Cross-motions for summary judgment and art. 1915(B)

Here’s a procedural oddity to start your weekend. Ordinarily, you cannot appeal a denial of summary judgment, not even if the trial court designates it as final under La. Code Civ. P. art. 1915(B). But let’s suppose that the parties file cross-motions for partial summary judgment on a particular issue. The trial court grants one motion, denies the other, and designates the judgment as final under art. 1915(B). On appeal from the granting of partial summary judgment, can the appellant also appeal the denial of its own motion for partial summary judgment?
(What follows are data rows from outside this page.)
PR #426, opened 2021-11-05
feat(ironfish): Set expiration sequence for Transaction on creation

rohanjadvani:


ironfish/src/account/accounts.test.slow.ts
```diff
@@ -231,6 +233,11 @@ describe('Accounts', () => {
       generateKey().public_address,
     )
 
+    // Check the default expiration is DEFAULT_TRANSACTION_EXPIRATION_SEQUENCE_DELTA from head
```
NullSoldier, line 236: this comment is just a textual description of the code below

ironfish/src/account/accounts.test.slow.ts
```diff
@@ -249,6 +256,55 @@ describe('Accounts', () => {
     })
   }, 600000)
 
+  it('throws a ValidationError with an invalid expiration sequence', async () => {
+    // Initialize the database and chain
```
NullSoldier, line 260: I don't think this is initializing the database and chain.

NullSoldier, line 260: nit: Lets delete this comment.. I see the old code is wrong too I'll put up a PR to clean those up as well.

ironfish/src/consensus/consensus.ts
```diff
@@ -49,3 +49,9 @@ export const MAX_REQUESTED_BLOCKS = 50
  * Ideally, it should be in a future refactor.
  */
 export const TARGET_BLOCK_TIME_MS = 15 * 1000
+
+/**
+ * The default delta of block sequence for which to expire transactions from the
+ * mempool.
+ */
+export const DEFAULT_TRANSACTION_EXPIRATION_SEQUENCE_DELTA = 450
```
NullSoldier, line 57: I think this should go in the config, rather than the consensus layer.

ironfish/src/account/accounts.ts
```diff
@@ -588,18 +591,27 @@ export class Accounts {
...
   ): Promise<Transaction> {
     const heaviestHead = this.chain.head
     if (heaviestHead === null) {
       throw new ValidationError('You must have a genesis block to create a transaction')
     }
 
+    expirationSequence =
+      expirationSequence ??
+      heaviestHead.sequence + DEFAULT_TRANSACTION_EXPIRATION_SEQUENCE_DELTA
+    if (0 < expirationSequence && expirationSequence <= heaviestHead.sequence) {
```
NullSoldier, line 604: You can pass in a negative number for expiration here and it will continue. How about....?

```suggestion
    if (expirationSequence !== 0 && expirationSequence <= heaviestHead.sequence) {
```

NullSoldier:
Ok looks pretty good. Let's add it to the CLI in another PR too?

NullSoldier:
Looks like we also need to add this to the consensus layer too.

ironfish/src/account/accounts.test.slow.ts
```diff
@@ -249,6 +257,55 @@ describe('Accounts', () => {
...
+    const newBlock = await chain.newBlock([], minersfee)
+    const addResult = await chain.addBlock(newBlock)
+    expect(addResult.isAdded).toBeTruthy()
+
+    // Account should now have a balance of 500000000 after adding the miner's fee
+    await node.accounts.updateHead()
+    expect(node.accounts.getBalance(account)).toEqual({
+      confirmedBalance: BigInt(500000000),
+      unconfirmedBalance: BigInt(500000000),
+    })
```
NullSoldier, line 292: Do we need all this to test the input validation?

ironfish/src/rpc/routes/transactions/sendTransaction.ts
```diff
@@ -91,6 +93,8 @@ router.register<typeof SendTransactionRequestSchema, SendTransactionResponse>(
       BigInt(transaction.transactionFee),
       transaction.memo,
       transaction.toPublicKey,
+      node.config.get('defaultTransactionExpirationSequenceDelta'),
```
NullSoldier, line 96: This is the only oddity, but I'm going to approve it. I think taking both may make this API a little bit confusing to outsiders.

NullSoldier (approved):

PR #428, opened 2021-11-09
Build ironfish-rust as native NodeJS addon

dguenther:
Adds an ironfish-rust-nodejs package to the repo that uses Neon to build ironfish-rust as a native NodeJS addon instead of a WASM bundle. This should significantly improve performance on all machines.

Also renames ironfish-wasm to ironfish-rust-wasm, and cleans up a lot of code that was referring to wasm specifically in the ironfish package.

Fixes IRO-1199


dguenther:
This should be ready for testing. Ideally you should be able to run `yarn` in the root directory to rebuild, and everything should Just Work after that.

leanthebean:
I'm getting `sh: cargo-cp-artifact: command not found` when I try to do `yarn build` from the root directory,

ironfish/jest.setup.env.js
```diff
@@ -26,8 +26,8 @@ jest.mock('node-datachannel', () => {
 })
 
 beforeAll(() => {
-  // This causes the WASM to be initialized, which is 1 time 2 second cost for each test suite
-  if (process.env.TEST_INIT_WASM) {
+  // This causes Sapling to be initialized, which is 1 time 2 second cost for each test suite
```
deekerno, line 29: Nit: Is this supposed to be "**a** 1 time 2 second cost..." (alternatively, "a one-time two-second cost...")?

dguenther:
> I'm getting `sh: cargo-cp-artifact: command not found` when I try to do `yarn build` from the root directory,

If anyone else runs into this, you need to do `yarn` from the root directory to update your packages.

deekerno (approved):
Everything looks good to me, great job!

leanthebean:
Been running this for a few hours and the node fully synced with avg add block time of 15-25ms (down from 55-80ms previously on the same machine). 

Looks good to me! 🔥 🔥 🔥 🔥 🔥 

🚢

leanthebean (approved):

NullSoldier (approved):

PR #429, opened 2021-11-09
Send peer list to connected peers instead of identified peers

deekerno:
We were mistakenly sending out peer lists to disconnected and connecting peers as well as connected peers.


NullSoldier (approved):

NullSoldier:
Tested manually, this works.

PR #431, opened 2021-11-10
Updating IRON_FISH_YEAR_IN_BLOCKS due to block time change

leanthebean:
Please see this doc: 
https://docs.google.com/spreadsheets/d/1b2ZKY3vpEyk5GPB3TCjWFK4v_dfaokVsxydc8-NigAM/edit#gid=0

TL;DR 
We used to have 15 second block times and with our emissions curve (and a tiny bit of tweaking) the first year past launch had 5 coins per block as the block reward. 
We then changed our block time to 60 seconds and using the same equation our block rewards would be 19.9771 coins per block. 
Since we're using a decay function to lower inflation and decrease block reward per year, our equation makes it hard to have round numbers per block, especially if we'll be changing block time. 
In this PR the proposal is to **round** the block reward to the nearest 0.125 of a coin to make the block rewards easier to read and not be prone to rounding errors. 
Due to the decision to round the block reward to the nearest 0.125 of a coin our emissions curve is going to change. 
Before this PR, our emissions curve had an asymptotic cap (e.g. unlike Bitcoin we didn't have a hard cap, but block rewards gradually approached 0 after 80 or so years). 
In this PR, due to the rounding decision, our emissions would indeed reach 0 after a certain point, making Iron Fish be deflationary/have a fixed supply, which it arguably did before anyway. 

To see graphs and such of old emissions curve and the new one that resulted due to this rounding decision, please see: https://docs.google.com/spreadsheets/d/1b2ZKY3vpEyk5GPB3TCjWFK4v_dfaokVsxydc8-NigAM/edit#gid=0

### DIFF
--- a/ironfish/src/consensus/consensus.ts
+++ b/ironfish/src/consensus/consensus.ts
@@ -51,6 +51,5 @@ export const TARGET_BUCKET_TIME_IN_SECONDS = 10
  * A ratio of blocks per year that represents an approximation of how many blocks are considered a "year".
  * It's generally an approximation based on TARGET_BLOCK_TIME_IN_SECONDS second block times.
  * It's used in calculating how much a miner should get in rewards.
- * Approximately (365 * 24 * 60 * 60) / TARGET_BLOCK_TIME_IN_SECONDS
  */
 export const IRON_FISH_YEAR_IN_BLOCKS = (365 * 24 * 60 * 60) / TARGET_BLOCK_TIME_IN_SECONDS
--- a/ironfish/src/consensus/consensus.ts
+++ b/ironfish/src/consensus/consensus.ts
@@ -25,13 +25,6 @@ export const ALLOWED_BLOCK_FUTURE_SECONDS = 15
  */
 export const GENESIS_SUPPLY_IN_IRON = 42000000
 
-/*
- * A ratio of blocks per year that represents an approximation of how many blocks are considered a "year".
- * It's generally an approximation based on 15 second block times. It's used in calculating how much a miner
- * should get in rewards. Approximately (365 * 24  * 60 * 60) / TARGET_BLOCK_TIME_MS
- */
-export const IRON_FISH_YEAR_IN_BLOCKS = 2100000
-
 /**
  * The oldest the tip should be before we consider the chain synced
  */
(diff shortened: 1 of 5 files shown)


ironfish/src/consensus/consensus.ts
```diff
@@ -48,4 +41,17 @@ export const MAX_REQUESTED_BLOCKS = 50
...
+/**
+ * The time range when difficulty and target not change
+ */
+export const TARGET_BUCKET_TIME_IN_SECONDS = 10
+
+/*
+ * A ratio of blocks per year that represents an approximation of how many blocks are considered a "year".
+ * It's generally an approximation based on TARGET_BLOCK_TIME_IN_SECONDS second block times.
+ * It's used in calculating how much a miner should get in rewards.
+ * Approximately (365 * 24 * 60 * 60) / TARGET_BLOCK_TIME_IN_SECONDS
```
NullSoldier, line 55: This is exactly the code below so I don't think we need this written out twice.

```suggestion
```

ironfish/src/strategy.ts
```diff
@@ -76,12 +76,16 @@ export class Strategy {
...
     const annualReward = (GENESIS_SUPPLY_IN_IRON / 4) * Math.E ** (-0.05 * yearsAfterLaunch)
 
-    reward = this.convertIronToOre(annualReward / IRON_FISH_YEAR_IN_BLOCKS)
+    reward = this.convertIronToOre(this.mRound(annualReward / IRON_FISH_YEAR_IN_BLOCKS, 0.125))
     this.miningRewardCachedByYear.set(yearsAfterLaunch, reward)
 
     return reward
   }
 
+  mRound(num: number, threshold: number): number {
```
NullSoldier, line 85: What do you think about moving this here next to this, and giving it a better name? It seems useful. https://github.com/iron-fish/ironfish/blob/master/ironfish/src/utils/math.ts#L29-L32

NullSoldier: Fixed

ironfish/src/consensus/consensus.ts
NullSoldier: Fixed

ironfish/src/consensus/consensus.ts
```diff
@@ -48,4 +41,17 @@ export const MAX_REQUESTED_BLOCKS = 50
...
+ */
+export const IRON_FISH_YEAR_IN_BLOCKS = (365 * 24 * 60 * 60) / TARGET_BLOCK_TIME_IN_SECONDS
```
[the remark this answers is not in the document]
NullSoldier: I think the answer is that this curve should be frozen to 0 block activation height, even if we abstract out the consensus parameters later.

NullSoldier (approved):

yuryironfish (approved):

PR #432, opened 2021-11-10
feat(cli): Add expiration sequence flag to pay command

rohanjadvani:
This PR will eventually go into the [`mempool`](https://github.com/iron-fish/ironfish/tree/mempool) branch. We should merge #426 first.


ironfish-cli/src/commands/accounts/pay.ts
```diff
@@ -59,6 +64,7 @@ export class Pay extends IronfishCommand {
     let fee = flags.fee as unknown as number
     let to = flags.to
     let from = flags.account
+    const expirationSequence = flags.expirationSequence
```
NullSoldier, line 67: this is great, we just need to pass this into the API

NullSoldier (approved):

PR #437, opened 2021-11-18
Refactor miner

NullSoldier:
Changed the miner so that it can show status of what it's doing. The
main changes are below.

 - Cleaned up Miner Code and tried to make it simpler
 - Miner now has a meter to measure hash rate
 - MiningDirector now sends the sequence through the MineRequest
 - Fixed newBlockStream not unsubscribing when request closes
 - Fixed bug with race condition when multiple block results come in at
   the same time
 - Only submit first result for each block instead of adding all forks.


ironfish/src/utils/async.ts
```diff
@@ -11,6 +11,15 @@ export class AsyncUtils {
     return results
   }
 
+  static async *transform<TIn, TOut>(
+    iter: AsyncGenerator<TIn, unknown, unknown>,
```
dguenther, line 15: Can this take `AsyncIterable` instead? I think it's more general

NullSoldier: Changed

dguenther (approved):

PR #452, opened 2021-11-23
Pin cargo-cp-artifact at 0.1.5

NullSoldier:
Don't like self upgrading libraries. You can get exploited that way.


yuryironfish (approved):
APPROVED

PR #470, opened 2021-11-24
WIP: IRO-1283: Buffer serialization of block

yuryironfish:


ironfish/src/primitives/blockheader.ts
```diff
@@ -237,62 +239,48 @@ export class BlockHeaderSerde implements Serde<BlockHeader, SerializedBlockHeade
...
-      Number(data.sequence),
-      Buffer.from(BlockHashSerdeInstance.deserialize(data.previousBlockHash)),
+      Number(br.readU64()),
+      br.readHash(),
       {
-        commitment: this.strategy.noteHasher
-          .hashSerde()
-          .deserialize(data.noteCommitment.commitment),
-        size: data.noteCommitment.size,
+        commitment: br.readHash(),
```
NullSoldier: Reading in an object literal like this can be dangerous because the keys could get read in the incorrect order. I think it's better to read all the data out then construct this object.

dguenther:
I'm going to close this PR since it's fairly old and we're not currently working on it. We can pick it back up when we decide to start working on it again.

PR #473, opened 2021-11-30
Remove TODO items from chainProcessor

NullSoldier:
After looking at the code, I think the proposed changes are the real fix
and not a temporary fix. We can't really lock the entire chain to update
because it would freeze syncing. Also accounts doesn't need to lock the
chain either. All that's required is that we freeze the head at the
beginning and always reference that as the target, similar to the
accounts.


leanthebean (approved):

yuryironfish (approved):
APPROVED

PR #474, opened 2021-11-30
Remove transactions from accounts when they expire

dguenther:
Once transactions have expired, we want to remove them from accounts so that the notes that were spent in the expired transaction become spendable again.


NullSoldier (approved):

NullSoldier:
Can you just regenerate the fixtures and then this is good to go?

PR #476, opened 2021-11-30
Fix broken test

NullSoldier:
This test needed one more block on the A chain because chain B actually
has 4 blocks because of useBlockWithTx actually generates 2 blocks not
1.


ironfish/src/blockchain/blockchain.test.ts
```diff
@@ -541,33 +541,38 @@ describe('Blockchain', () => {
...
     // If we add A1 to nodeB it should not re-org yet
     await expect(nodeB.chain).toAddBlock(blockA1)
-    expect(nodeB.chain.head.hash.equals(blockB3.header.hash)).toBe(true)
+    expect(nodeB.chain.head.hash.equals(blockB4.header.hash)).toBe(true)
 
     // This should succeed but before the fix it would fail
     const result = await nodeB.chain.addBlock(blockA2)
     expect(result).toMatchObject({ isAdded: true, reason: null })
 
     // Head should still be blockB3
```
dguenther, line 568:
```suggestion
    // Head should still be blockB4
```

ironfish/src/blockchain/blockchain.test.ts
```diff
@@ -541,33 +541,38 @@ describe('Blockchain', () => {
...
+
     const blockB1 = await useMinerBlockFixture(nodeB.chain)
     await expect(nodeB.chain).toAddBlock(blockB1)
 
     const blockB2 = await useMinerBlockFixture(nodeB.chain)
     await expect(nodeB.chain).toAddBlock(blockB2)
 
-    const { block: blockB3 } = await useBlockWithTx(nodeB)
-    await expect(nodeB.chain).toAddBlock(blockB3)
+    // blockB3 is created and added by the fixture automatically
```
dguenther, line 553:
```suggestion
    // blockB4 is created and added by the fixture automatically
```

NullSoldier: This suggestion makes the comment incorrect.

dguenther (approved):

PR #480, opened 2021-11-30
Only load data in open when upgrading the DB

NullSoldier:
When we are not upgrading the data version, it means we are doing a
migration which means data should not be loaded.


brekk (approved):
:shipit:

According to a blurb I came across today, the answer is “yes”:

In the case of an appeal of a partial judgment or a partial summary judgment designated as final under La. C.C.P. art. 1915(B), an appellant may also appeal an interlocutory judgment involving the same or related issues, such as a judgment denying a cross-motion for summary judgment. See Dean v. Griffin Crane & Steel, Inc., 05-1226, p. 4 n. 3 (La. App. 1st Cir. 5/5/06), 935 So. 2d 186, 189 n. 3, writ denied, 06-1334 (La. 9/22/06), 937 So. 2d 387.

State ex rel. Div. of Admin. v. Natl. Union Fire Ins. Co. of La., 2010-0689, p. 8 n. 6 (La. App. 1 Cir. 2/11/11), 56 So. 3d 1236, 1242 n. 6.